* [TASK PROMPT] Write how many lines in the records below include the string "merged". No other text should be given.

* [STORED DATA]
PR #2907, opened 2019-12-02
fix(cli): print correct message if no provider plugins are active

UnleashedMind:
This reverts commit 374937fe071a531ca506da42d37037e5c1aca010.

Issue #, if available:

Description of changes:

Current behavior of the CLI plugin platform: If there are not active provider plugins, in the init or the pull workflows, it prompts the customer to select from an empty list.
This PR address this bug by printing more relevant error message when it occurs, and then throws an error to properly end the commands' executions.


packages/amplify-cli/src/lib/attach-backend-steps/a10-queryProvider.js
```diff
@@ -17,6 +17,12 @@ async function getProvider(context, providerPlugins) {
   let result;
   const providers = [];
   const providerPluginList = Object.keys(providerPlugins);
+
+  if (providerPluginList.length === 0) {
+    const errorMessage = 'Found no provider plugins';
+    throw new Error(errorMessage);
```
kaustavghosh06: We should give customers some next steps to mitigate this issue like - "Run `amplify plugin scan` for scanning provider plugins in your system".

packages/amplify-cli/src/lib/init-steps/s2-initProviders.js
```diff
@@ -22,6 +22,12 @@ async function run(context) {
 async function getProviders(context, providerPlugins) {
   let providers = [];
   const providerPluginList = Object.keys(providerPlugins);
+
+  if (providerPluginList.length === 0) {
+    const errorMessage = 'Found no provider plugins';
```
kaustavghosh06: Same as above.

---

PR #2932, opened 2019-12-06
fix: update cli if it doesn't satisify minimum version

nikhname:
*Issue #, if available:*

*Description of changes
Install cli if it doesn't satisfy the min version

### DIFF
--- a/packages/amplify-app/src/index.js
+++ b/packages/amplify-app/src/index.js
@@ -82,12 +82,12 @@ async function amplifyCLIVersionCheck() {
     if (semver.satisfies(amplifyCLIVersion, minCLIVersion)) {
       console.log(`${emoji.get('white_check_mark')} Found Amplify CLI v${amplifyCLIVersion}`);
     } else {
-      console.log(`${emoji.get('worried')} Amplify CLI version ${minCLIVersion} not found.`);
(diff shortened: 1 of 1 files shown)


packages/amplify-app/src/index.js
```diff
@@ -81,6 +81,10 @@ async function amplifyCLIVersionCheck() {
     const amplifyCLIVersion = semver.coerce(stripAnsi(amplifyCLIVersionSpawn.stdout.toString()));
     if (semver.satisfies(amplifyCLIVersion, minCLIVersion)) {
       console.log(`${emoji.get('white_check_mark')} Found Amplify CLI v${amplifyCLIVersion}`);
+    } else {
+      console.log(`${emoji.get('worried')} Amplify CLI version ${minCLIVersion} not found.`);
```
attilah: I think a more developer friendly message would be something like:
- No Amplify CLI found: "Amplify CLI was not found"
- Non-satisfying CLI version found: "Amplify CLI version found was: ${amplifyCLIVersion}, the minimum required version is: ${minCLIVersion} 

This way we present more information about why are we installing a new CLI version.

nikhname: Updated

--

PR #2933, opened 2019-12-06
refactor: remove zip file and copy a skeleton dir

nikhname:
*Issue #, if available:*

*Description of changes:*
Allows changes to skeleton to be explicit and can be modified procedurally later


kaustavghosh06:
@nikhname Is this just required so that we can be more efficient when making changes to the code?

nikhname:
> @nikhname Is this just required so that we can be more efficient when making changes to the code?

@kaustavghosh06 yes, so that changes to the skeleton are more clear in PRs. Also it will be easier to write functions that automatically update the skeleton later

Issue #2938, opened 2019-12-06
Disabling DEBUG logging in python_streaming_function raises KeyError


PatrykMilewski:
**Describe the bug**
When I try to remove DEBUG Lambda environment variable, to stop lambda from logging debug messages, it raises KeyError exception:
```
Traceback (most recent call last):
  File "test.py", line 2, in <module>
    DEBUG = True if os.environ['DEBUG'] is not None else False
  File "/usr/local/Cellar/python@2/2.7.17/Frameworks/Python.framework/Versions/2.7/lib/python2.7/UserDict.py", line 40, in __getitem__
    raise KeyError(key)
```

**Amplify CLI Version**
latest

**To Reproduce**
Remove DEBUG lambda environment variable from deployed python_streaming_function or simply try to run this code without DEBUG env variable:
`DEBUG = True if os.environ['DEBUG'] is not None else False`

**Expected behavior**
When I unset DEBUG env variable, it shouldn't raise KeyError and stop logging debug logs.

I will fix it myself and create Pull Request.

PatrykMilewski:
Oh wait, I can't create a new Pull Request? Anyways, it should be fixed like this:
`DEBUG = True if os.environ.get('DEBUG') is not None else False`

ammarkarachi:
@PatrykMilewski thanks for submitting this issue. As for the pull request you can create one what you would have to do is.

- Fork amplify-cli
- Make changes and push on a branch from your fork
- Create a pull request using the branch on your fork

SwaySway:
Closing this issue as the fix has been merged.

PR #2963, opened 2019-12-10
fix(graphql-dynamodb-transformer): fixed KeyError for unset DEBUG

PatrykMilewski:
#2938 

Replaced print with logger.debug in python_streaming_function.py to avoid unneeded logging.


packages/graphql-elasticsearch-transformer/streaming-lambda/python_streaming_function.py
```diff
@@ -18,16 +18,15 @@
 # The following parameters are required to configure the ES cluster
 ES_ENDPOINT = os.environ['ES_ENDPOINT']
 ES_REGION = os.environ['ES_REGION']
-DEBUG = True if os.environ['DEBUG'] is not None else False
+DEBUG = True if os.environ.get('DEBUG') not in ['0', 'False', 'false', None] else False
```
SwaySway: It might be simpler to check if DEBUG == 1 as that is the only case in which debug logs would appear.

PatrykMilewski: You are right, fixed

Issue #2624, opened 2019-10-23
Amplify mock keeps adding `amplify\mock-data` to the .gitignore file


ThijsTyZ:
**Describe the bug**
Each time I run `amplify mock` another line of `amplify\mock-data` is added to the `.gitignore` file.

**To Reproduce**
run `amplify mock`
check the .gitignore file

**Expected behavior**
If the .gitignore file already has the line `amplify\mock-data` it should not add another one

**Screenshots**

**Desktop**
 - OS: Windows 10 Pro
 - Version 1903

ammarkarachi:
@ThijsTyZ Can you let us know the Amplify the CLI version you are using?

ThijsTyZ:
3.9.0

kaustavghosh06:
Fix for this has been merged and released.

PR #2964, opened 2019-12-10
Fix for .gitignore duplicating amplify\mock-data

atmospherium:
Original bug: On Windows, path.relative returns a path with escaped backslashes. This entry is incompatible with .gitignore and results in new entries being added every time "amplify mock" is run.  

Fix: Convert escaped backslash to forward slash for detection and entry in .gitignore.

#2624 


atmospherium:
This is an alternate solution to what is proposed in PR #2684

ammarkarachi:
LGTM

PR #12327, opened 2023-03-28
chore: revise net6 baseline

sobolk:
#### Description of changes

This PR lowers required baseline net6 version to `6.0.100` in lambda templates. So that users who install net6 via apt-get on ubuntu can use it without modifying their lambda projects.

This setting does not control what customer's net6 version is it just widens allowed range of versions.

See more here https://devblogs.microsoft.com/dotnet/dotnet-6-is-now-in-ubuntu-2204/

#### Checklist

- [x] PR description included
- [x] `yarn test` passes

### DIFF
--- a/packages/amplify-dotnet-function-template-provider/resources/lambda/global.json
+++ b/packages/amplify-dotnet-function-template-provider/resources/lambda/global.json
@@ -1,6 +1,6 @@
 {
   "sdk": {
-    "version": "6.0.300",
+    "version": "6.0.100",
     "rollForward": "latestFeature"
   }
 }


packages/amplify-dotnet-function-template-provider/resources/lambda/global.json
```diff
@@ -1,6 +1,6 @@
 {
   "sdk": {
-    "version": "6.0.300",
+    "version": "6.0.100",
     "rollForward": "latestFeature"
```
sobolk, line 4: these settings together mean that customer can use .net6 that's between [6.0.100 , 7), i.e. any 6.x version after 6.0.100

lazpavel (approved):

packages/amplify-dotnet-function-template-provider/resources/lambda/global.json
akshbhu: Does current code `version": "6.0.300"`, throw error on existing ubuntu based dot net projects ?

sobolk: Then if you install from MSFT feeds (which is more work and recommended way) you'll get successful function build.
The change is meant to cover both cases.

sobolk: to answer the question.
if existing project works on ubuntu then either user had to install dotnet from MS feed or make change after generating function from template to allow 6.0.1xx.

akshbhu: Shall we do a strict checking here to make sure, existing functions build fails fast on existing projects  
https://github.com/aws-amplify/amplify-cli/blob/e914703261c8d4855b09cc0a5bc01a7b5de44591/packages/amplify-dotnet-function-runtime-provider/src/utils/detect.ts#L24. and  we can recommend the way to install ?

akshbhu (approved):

* [TASK OUTPUT] 2